Maximum Eligible Age:N/A
Minimum Eligible Age:18 Years
Eligible Gender:Female
Healthy Volunteers:No

Primary Outcome Measures

Measure:Progression-Free Survival (PFS) Per Response Evaluation Criteria in Solid Tumors Version 1.1 (RECIST 1.1) as Assessed by the Investigator
Time Frame:Up to approximately 6 years
Safety Issue:
Description:PFS is defined as the time from randomization to the first documented progressive disease (PD) per RECIST 1.1 based on Investigator assessment or death due to any cause, whichever occurs first.
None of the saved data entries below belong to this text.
PR #10400, opened 2022-11-30
prototype for the CTP inputs storage in AOD

shahor02:
@pzhristov @ddobrigk here is a draft for accounting CTP inputs in the BCs. Could you please check if the version tricks are correct?
@roman could you confirm that this is what you need?

### DIFF
--- a/Framework/Core/include/Framework/AnalysisDataModel.h
+++ b/Framework/Core/include/Framework/AnalysisDataModel.h
@@ -45,7 +45,7 @@ DECLARE_SOA_TABLE_VERSIONED(BCs_001, "AOD", "BC", 1, o2::soa::Index<>, //! Root 
                             bc::RunNumber, bc::GlobalBC,
                             bc::TriggerMask, bc::TriggerInputs);
 
-using BCs = BCs_001; //! this defines the current default version
+using BCs = BCs_000; //! this defines the current default version
 using BC = BCs::iterator;
 
 namespace timestamp
--- a/Framework/Core/include/Framework/AnalysisDataModel.h
+++ b/Framework/Core/include/Framework/AnalysisDataModel.h
@@ -1017,6 +1017,7 @@ namespace soa
 {
 DECLARE_EQUIVALENT_FOR_INDEX(aod::StoredMcParticles_000, aod::StoredMcParticles_001);
 DECLARE_EQUIVALENT_FOR_INDEX(aod::StoredTracks, aod::StoredTracksIU);
+DECLARE_EQUIVALENT_FOR_INDEX(aod::BCs_001, aod::BCs_000);
 } // namespace soa
 
 namespace aod
--- a/Framework/Core/include/Framework/AnalysisDataModel.h
+++ b/Framework/Core/include/Framework/AnalysisDataModel.h
@@ -31,14 +31,21 @@ DECLARE_SOA_STORE();
 
 namespace bc
 {
-DECLARE_SOA_COLUMN(RunNumber, runNumber, int);          //! Run number
-DECLARE_SOA_COLUMN(GlobalBC, globalBC, uint64_t);       //! Bunch crossing number (globally unique in this run)
-DECLARE_SOA_COLUMN(TriggerMask, triggerMask, uint64_t); //! CTP trigger mask
+DECLARE_SOA_COLUMN(RunNumber, runNumber, int);              //! Run number
+DECLARE_SOA_COLUMN(GlobalBC, globalBC, uint64_t);           //! Bunch crossing number (globally unique in this run)
+DECLARE_SOA_COLUMN(TriggerMask, triggerMask, uint64_t);     //! CTP trigger mask
+DECLARE_SOA_COLUMN(TriggerInputs, triggerInputs, uint64_t); //! CTP inputs
 } // namespace bc
 
-DECLARE_SOA_TABLE(BCs, "AOD", "BC", o2::soa::Index<>, //! Root of data model for tables pointing to a bunch crossing
+DECLARE_SOA_TABLE(BCs_000, "AOD", "BC", o2::soa::Index<>, //! Root of data model for tables pointing to a bunch crossing, version 000
                   bc::RunNumber, bc::GlobalBC,
                   bc::TriggerMask);
+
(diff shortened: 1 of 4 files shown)


jgrosseo:
As just discussed in the WP14, this needs a BC_000 --> BC_001 converter. @ddobrigk will have a look. I move this to draft for now.

aalkin:
This will also require
```cpp
namespace soa 
{
DECLARE_EQUIVALENT_FOR_INDEX(aod::BCs_001, aod::BCs_000);
}
```
for the index connection to work with both versions. See `AnalysisDataModel.h` lines 1009-1013. 
@shahor02 please also not that versioning of tables does not change the Description part of the message, versioning is done by subspec.

Framework/Core/include/Framework/AnalysisDataModel.h
```diff
@@ -1017,6 +1017,7 @@ namespace soa
 {
 DECLARE_EQUIVALENT_FOR_INDEX(aod::StoredMcParticles_000, aod::StoredMcParticles_001);
 DECLARE_EQUIVALENT_FOR_INDEX(aod::StoredTracks, aod::StoredTracksIU);
+DECLARE_EQUIVALENT_FOR_INDEX(aod::BCs_001, aod::BCs_000);
```
shahor02, line 1020: @aalkin Thanks, here ?

aalkin: Yes, this is the place, thank you.

shahor02:
@ddobrigk @pzhristov shall I merge this? What about the the transformer you mentioned at the meeting?

ddobrigk:
Hi Ruben, please do not merge. Merging this without the converter will render all existing ao2ds useless. I have not had the time today to write the converter for you as I was busy with meetings the whole day but will look at this tomorrow. Thanks!

jgrosseo:
Could we keep it draft until the converter is ready?

jgrosseo:
In fact, it is even more complicated. In order to make the converter one needs to split this PR: Introduce the BC_001 table but keep the BC_000 the default (so no adjustments in the AOD producer). This can be merged then. Then the converter can be created in O2Physics and after that BC_001 is made default.

Framework/Core/include/Framework/AnalysisDataModel.h
```diff
@@ -31,14 +31,21 @@ DECLARE_SOA_STORE();
...
-DECLARE_SOA_TABLE(BCs, "AOD", "BC", o2::soa::Index<>, //! Root of data model for tables pointing to a bunch crossing
+DECLARE_SOA_TABLE(BCs_000, "AOD", "BC", o2::soa::Index<>, //! Root of data model for tables pointing to a bunch crossing, version 000
                   bc::RunNumber, bc::GlobalBC,
                   bc::TriggerMask);
+
+DECLARE_SOA_TABLE_VERSIONED(BCs_001, "AOD", "BC", 1, o2::soa::Index<>, //! Root of data model for tables pointing to a bunch crossing, version 001
+                            bc::RunNumber, bc::GlobalBC,
+                            bc::TriggerMask, bc::TriggerInputs);
+
+using BCs = BCs_001; //! this defines the current default version
```
ddobrigk: Maybe we don't need to split any PR: @shahor02, can we just change this line to say `using BCs = BCs_000;` and merge? This will be a fully transparent change and then I will do the O2Physics PR for the converter. Changing one line to `using BCs = BCs_001` later, once the converter is in O2Physics.

jgrosseo: But then the aod producer does not compile...

ddobrigk: Inspecting #10424, which is quite similar, the AOD producer compiles but there seems to be a binding check error stating that `Collisions_000` does not match `Collisions`. The error appears when testing and not when compiling, though. I guess we need further adjustments as `using xxx = xxx_000` does not seem enough to make this transparent.

jgrosseo: It is different because one additional member is added here. In your PR, the members are just swapped.

jgrosseo: Can you send me the error you get on mattermost?

ddobrigk: @shahor02, everyone, how about we just roll back the AO2D producers ([like this](https://github.com/shahor02/AliceO2/pull/34)) until we get the converter in place? Thanks!

shahor02:
@ddobrigk I've merged your PR directly on top of mine, will merge after CI is passed

jgrosseo:
I think something went wrong here because it actually merged the part in the producer as well (producing version 001). All the nightly tests of the produced MC failed:
https://alimonitor.cern.ch/train-workdir/tests/0004/00047699/stdout.log

@ddobrigk could you quickly make a PR to revert the producer part...

shahor02:
Shall I revert at the moment the whole PR?

chiarazampolli:
Hello, 
We are starting the apass2 (@catalinristea), if I understand, we cannot use the latest nightly, right? But we need it for some changes in O2DPG. 
Let us know, this is quite urgent... 
Chiara

chiarazampolli:
The issue should be just in reading, for production it means that we cannot have the Analysis QC running. It is ok for now, we might need to run the analysis QC with an updated tag (now it is a separate job).

ddobrigk:
Hi everyone, I am compiling the bc converter task right now and will have an O2Physics PR in a moment with it... But reverting part of this is also fine with me if you think that's more convenient.

ddobrigk:
So: 
https://github.com/AliceO2Group/AliceO2/pull/10470 should fix the AOD producer 
https://github.com/AliceO2Group/O2Physics/pull/1636 is the converter task
Could you all please check to see if I missed something? Thanks!

jgrosseo:
> Hello, We are starting the apass2 (@catalinristea), if I understand, we cannot use the latest nightly, right? But we need it for some changes in O2DPG. Let us know, this is quite urgent... Chiara

Please don't run with this intermediate version!

ddobrigk:
Okay, let's revert this PR then and go piecewise - my O2 PR might not fix it all completely. @shahor02 , if it helps, once this is reverted I can take a calmer look at what needs to be done incrementally without urgent mode :-)

shahor02:
reverted

PR #10403, opened 2022-12-01
Avoid using deprecated sprintf

ktf:


ktf:
Previous check was fine. Only formatting changed.

PR #10405, opened 2022-12-01
[EMCAL-830] Stream EMCAL LED events to dedicated ROOT files

mfasDa:
- Exclude LED events from stream entering the AODs,
  and redirect them to dedcated subspec 10
- Add cell writer for LED events listening on
  EMC/CELLS/10 and EMC/CELLSTRGR/10

### DIFF
--- a/prodtests/full-system-test/dpl-workflow.sh
+++ b/prodtests/full-system-test/dpl-workflow.sh
@@ -379,7 +379,9 @@ has_detectors_reco MFT MCH && has_detector_matching MFTMCH && add_W o2-globalfwd
 
 # ---------------------------------------------------------------------------------------------------------------------
 # Reconstruction workflows applying detector-specific calibrations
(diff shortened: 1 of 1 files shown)


mfasDa:
Based on #10395: This uses the redirection of LED events in the cell-recalibrator-spec introduced in the previous commits and streams the LED cells (rate ~ 0.5 Hz) to a dedicated output file `emcledcells.root`.

The LED cells need to be streamed to a different output than the AOD event for various reasons, among them that calibration events are not marked in the AOD, which makes separation complicated (though they should not harm physics analysis once the event selection wagon is included).

mfasDa:
I have tested offline the chain redirecting physics and calib triggers to different outputs and got the number of events expected in both outputs. The chain can be considered as working.

shahor02 (approved):

PR #10833, opened 2023-02-24
[MRRTF-211] Migrate MCH track I/O to IO and DevIO libs

aphecetche:
The `tracks-reader-workflow` also gains a new `--subspec` option to allow reading two different `mchtracks.root` files. Can be used e.g. in a comparison workflow.


pillot (commented):
- The track reader/writer/dumper workflows are missing the IO/CMakeLists.txt
- I think tracks-dumper-workflow.cxx is still WIP. It has unnecessary includes, unused dump() function and missing or unused options.
- I am not sure if TrackTreeReader is supposed to be ported or replaced by the dumper, but TrackTreeReader.cxx is ported and TrackTreeReader.h is not, and it seems nothing uses it anymore.

aphecetche:
@pillot thanks for the review.

> * The track reader/writer/dumper workflows are missing the IO/CMakeLists.txt

Indeed 😞 . Fixed.

> * I think tracks-dumper-workflow.cxx is still WIP. It has unnecessary includes, unused dump() function and missing or unused options.

I've changed it a bit to make it less WIP.

> * I am not sure if TrackTreeReader is supposed to be ported or replaced by the dumper, but TrackTreeReader.cxx is ported and TrackTreeReader.h is not, and it seems nothing uses it anymore.

TrackTreeReader is indeed no longer needed now that the tracks-file-dumper as been removed.

Detectors/MUON/MCH/IO/src/tracks-dumper-workflow.cxx
```diff
@@ -9,24 +9,40 @@
...
+#include <fmt/format.h>
+#include <gsl/span>
+#include <iostream>
+#include <vector>
+
+void dump(std::ostream& os, const o2::mch::TrackMCH& t)
+{
+  auto pt = std::sqrt(t.getPx() * t.getPx() + t.getPy() * t.getPy());
+  os << fmt::format("({:s}) p {:7.2f} pt {:7.2f} nclusters: {} \n", t.getSign() == -1 ? "-" : "+", t.getP(), pt, t.getNClusters());
+}
```
pillot, line 27: The dump function and most of the includes are not needed here.
Also I don't think the HBFUtils stuffs are needed here as the dumper is more like a writer than a reader.
But these are details that can be fixed (or not) later so I approve the PR anyway.

pillot (approved):

Detectors/MUON/MCH/IO/src/tracks-dumper-workflow.cxx
aphecetche: thanks.

aphecetche:
@shahor02 could you merge this one please ? Once more it's mostly about moving things around in MCH libs, but with a change in `GlobalTrackingWorkflow` `CMakeLists.txt`

shahor02:
@aphecetche the fullCI is currently broken due to the codechecker.  Could you run the FST locally if you have not done so?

Per RECIST 1.1, PD is defined as ≥20% increase in the sum of diameters of target lesions. In addition to the relative increase of 20%, the sum must also demonstrate an absolute increase of ≥5 mm. Note: The appearance of one or more lesions and the unequivocal progression of non-target lesions is also considered PD. The PFS per RECIST 1.1 as assessed by the Investigator will be presented.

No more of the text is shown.